22 thoughts on “China sends first Chinese woman into space

  1. This is not a good photo of her. I wish I could go out in space with her. woooo! She’s hot. Lot’s of good photo of her on Google Image.

  2. I understand it’s a prestige club thing, but isn’t that money put to better use here on earth for China’s infrastructure and social development?

  3. Siegfried,

    Do you ever think about anything else? I wouldn’t mind you going into space by yourself. I just hope they don’t have internet access up there.
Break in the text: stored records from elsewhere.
PR #572, opened 2016-09-14
Supervisor

jmarin:
This PR introduces custom actor supervision to our project. Instead of creating all actors directly from the `guardian`, they are now children of `HmdaSupervisor`. This new actor is responsible for managing the lifecycle of all HMDA actors at this stage, with default supervision strategy (a custom strategy might be implemented in the future as the need arises). All actors are now created through the supervisor, and the persistent actors stop themselves if they haven't seen activity in a specific period of time.
In addition to this, some tests were updated to resolve a memory leak


api/src/main/scala/hmda/api/HmdaApi.scala
```diff
@@ -36,9 +41,27 @@ object HmdaApi
 
   //Start up API Actors
 
-  createSingleLarValidator(system)
+  val supervisor = HmdaSupervisor.createSupervisor(system)
+
+  (supervisor ? FindActorByName(SingleLarValidation.name))
```
nickgrippin: I remember you had mentioned that the actors would time out after a certain period of inactivity.  If that's the case, would we still want to start up all the actors right away (when they might be killed later), or should we wait until they receive activity before spinning them up?

api/src/main/scala/hmda/api/HmdaApi.scala
```diff
@@ -36,9 +41,27 @@ object HmdaApi
...
+      log.info(s"Started event processor at ${actor.path}")
+    }
+
+  (supervisor ? FindActorByName(InstitutionPersistence.name))
+    .mapTo[ActorRef]
+    .map { actor =>
+      log.info(s"Started institutions at ${actor.path}")
+    }
+
   createInstitutions(system)
```
kgudel: It looks like we are already creating the Institutions actor above through the supervisor so this one might be just a forgot to remove?

api/src/main/scala/hmda/api/HmdaApi.scala
```diff
@@ -36,9 +41,27 @@ object HmdaApi
 
   //Start up API Actors
 
-  createSingleLarValidator(system)
+  val supervisor = HmdaSupervisor.createSupervisor(system)
+
+  (supervisor ? FindActorByName(SingleLarValidation.name))
+    .mapTo[ActorRef]
+    .map { actor =>
+      log.info(s"Started validator at ${actor.path}")
```
kgudel: We are already logging something very similar when the actors start up in the `HmdaActor` class: `"Actor started at ${self.path}"`. Do we want to log this twice?

persistence/src/main/scala/hmda/persistence/HmdaSupervisor.scala
```diff
@@ -0,0 +1,104 @@
...
+}
+
+class HmdaSupervisor extends HmdaActor {
+
+  import HmdaSupervisor._
+
+  var hmdaPersistentActors = Map.empty[String, ActorRef]
+
+  override def receive: Receive = {
+    case FindActorByName(name) =>
```
kgudel: I think I would find this a bit more readable if it were called something like `StartActorByName` instead of `Find`. And the same for `FindFilings`, `FindSubmissions`, and `FindProcessingActor`. If other people like this naming schema more readable I'm totally fine with it though :)

kgudel: Oh I read the code slightly wrong the first time! This actually finds or starts!!! Maybe something like `FindOrStartActorByName`, its a bit long but I think it captures more fully what it does.

api/src/main/scala/hmda/api/HmdaApi.scala
jmarin: You are right about `InstitutionPersistence`, it will time out and shut itself down if it doesn't see activity. The persistent actors are the ones where I've added the behavior to shut themselves down. The other actors (event processor and single lar validation) are started at the beginning and remain in memory as long as the application is running. I'm going to push an update to better reflect how `InstitutionPersistence` should be instantiated in the API

kgudel: It looks like that is only true of persistent actors because that logic is contained in `HmdaPersistentActor`, but I think that this might still be a problem for the `InstitutionPersistence` clause.

api/src/main/scala/hmda/api/http/InstitutionsHttpApi.scala
```diff
@@ -40,7 +42,7 @@ trait InstitutionsHttpApi extends InstitutionProtocol with ApiErrorProtocol with
   val institutionsPath =
     path("institutions") {
       val path = "institutions"
-      val institutionsActor = system.actorSelection("/user/institutions")
+      val institutionsActor = system.actorSelection("/user/supervisor/institutions")
```
kgudel: Switching this and all similar calls to `system.actorSelection("/user/supervisor/institutions")` to a `FindActorByName` might be more in keeping with the established pattern of accessing persistent actors through the supervisor. It would also solve the possible issue that Nick brought up about the `InstitutionActor` itself switching off.

api/src/main/scala/hmda/api/HmdaApi.scala
jmarin: Yes, as I stated in my previous comment, the logic for self shutdown is only present in persistent actors. We will have thousands of them, hence this logic. By the way, this will change when we go to a clustered application, but I don't want to get ahead of myself. Also as I said in my reply to @nickgrippin, I'm making some changes to the way `InstitutionPersistence` is being instantiated. Will push additional commits soon

api/src/main/scala/hmda/api/http/InstitutionsHttpApi.scala
jmarin: See comment above, this is being addressed in response to @nickgrippin comment

api/src/main/scala/hmda/api/HmdaApi.scala
kgudel: Sorry, I hadn't updated my github page and didn't see your previous comment. Sounds good!

api/src/main/scala/hmda/api/http/InstitutionsHttpApi.scala
kgudel: Got it 👍

api/src/main/scala/hmda/api/HmdaApi.scala
```diff
@@ -36,9 +41,25 @@ object HmdaApi
...
+    }
+
+  (supervisor ? FindActorByName(LocalHmdaEventProcessor.name))
+    .mapTo[ActorRef]
+    .map { actor =>
+      log.info(s"Started event processor at ${actor.path}")
+    }
+
+  (supervisor ? FindActorByName(InstitutionPersistence.name))
```
kgudel: Now that we are using `FindActorByName` for this actor whenever it is being used in the api do we still want to start a copy of it here?

jmarin: I am starting it here on purpose, since `/institutions` is the entry point. It doesn't hurt to have it running, since this actor is unique for the whole application, as opposed to institution specific ones, where there will be thousands of copies being instantiated.

api/src/main/scala/hmda/api/http/InstitutionsHttpApi.scala
```diff
@@ -40,16 +42,23 @@ trait InstitutionsHttpApi extends InstitutionProtocol with ApiErrorProtocol with
...
-          val fInstitutions = (institutionsActor ? GetInstitutionsById(ids)).mapTo[Set[Institution]]
-          onComplete(fInstitutions) {
-            case Success(institutions) =>
-              val wrappedInstitutions = institutions.map(inst => InstitutionWrapper(inst.id.toString, inst.name, inst.status))
-              complete(ToResponseMarshallable(Institutions(wrappedInstitutions)))
-            case Failure(error) => completeWithInternalError(path, error)
+          extractExecutionContext { executor =>
+            implicit val ec: ExecutionContext = executor
+            val ids = institutionIdsFromHeader(ctx)
+            val supervisor = system.actorSelection("/user/supervisor")
```
nickgrippin: This actor is used in every endpoint... Would it be better to have a single supervisor declaration at the top of this file?

persistence/src/main/scala/hmda/persistence/HmdaSupervisor.scala
```diff
@@ -0,0 +1,104 @@
...
+    case FindFilings(name, id) =>
+      sender() ! findFilings(name, id)
+
+    case FindSubmissions(name, institutionId, period) =>
+      sender() ! findSubmissions(name, institutionId, period)
+
+    case FindProcessingActor(name, submissionId) =>
+      sender() ! findProcessingActor(name, submissionId)
+
+    case Terminated(ref) =>
```
nickgrippin: Is there any restart logic?  If a child actor fails, how do we deal with the failure?

api/src/main/scala/hmda/api/HmdaApi.scala
kgudel: I just realized that it also has to be started for the demo data to load. So that sounds good! +1

persistence/src/main/scala/hmda/persistence/HmdaSupervisor.scala
jmarin: Or, to put it another way, there __is__ built in behavior for when a child actor fails, and we're taking that behavior to be ok for now (in most cases a restart will happen)

nickgrippin:
LGTM!  Definitely a very informative PR, learned a lot throughout the review.

jmarin:
👍 Glad to hear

    Hmm. Well, I think China already has enough basic infrastructure like streets and stuff. All the extra money towards infrastructure might go to ghost cities and the like; at least this is a real project. Maybe this is a good way to inspire people to think big.

  4. “I understand it’s a prestige club thing, but isn’t that money put to better use here on earth for China’s infrastructure and social development?”

    China’s efforts here is very valuable, as the Chinese are essentially picking up the slack from the European and American programs. Space programs all over the world have faced serious funding cutbacks.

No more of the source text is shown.